## Action item
The string "Contracts" may appear in lines of the data; report how many lines contain it, with no other output.

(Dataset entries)
PR #1701, opened 2023-07-27
Add delegation warnings for countif and math functions/ Match functions for offline

ManojLalavat:


VamsiModem (approved):

src/libraries/Microsoft.PowerFx.Core/Functions/TexlFunction.cs
```diff
@@ -723,6 +723,11 @@ public virtual bool IsServerDelegatable(CallNode callNode, TexlBinding binding)
         {
             Contracts.AssertValue(callNode);
             Contracts.AssertValue(binding);
+
+            if (binding.DelegationHintProvider?.TryGetWarning(callNode, this, out var warning) ?? false)
```
ian-legler, line 727: This is a tricky pattern. It might be better to have a helper function like TryGetDelegationWarning that takes all the arguments and wraps this logic and handles nulls, making it harder to mess up

ManojLalavat: This is what used and suggested by powerfx folks. but I can try to see If I can wrap all usage in future PR

VamsiModem (approved):

PR #1702, opened 2023-07-27
Remove the GetUniqueTexlRuntimeName virtual from TexlFunction

CarlosFigueiraMSFT:
This is only used by Power Apps, no need to be in Power Fx


LucGenetier:
✅ No public API change.

LucGenetier:
✅ No public API change.

src/libraries/Microsoft.PowerFx.Connectors/Shared/ServiceFunction.cs
```diff
@@ -180,6 +180,12 @@ public IService ParentService
             }
         }
 
+        // Used in tests
+        internal (string Namespace, string Name) GetName()
+        {
+            return (base.Namespace.Name.Value, base.Name);
```
lesaltzm, line 186: If it's just in those tests, can't you change the tests to, for example: 

 

func =>
                {
                    return
                        func.Namespace.Name.Value == "LQA" &&
                        func.Name == "GetAnswersFromText";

## Response
2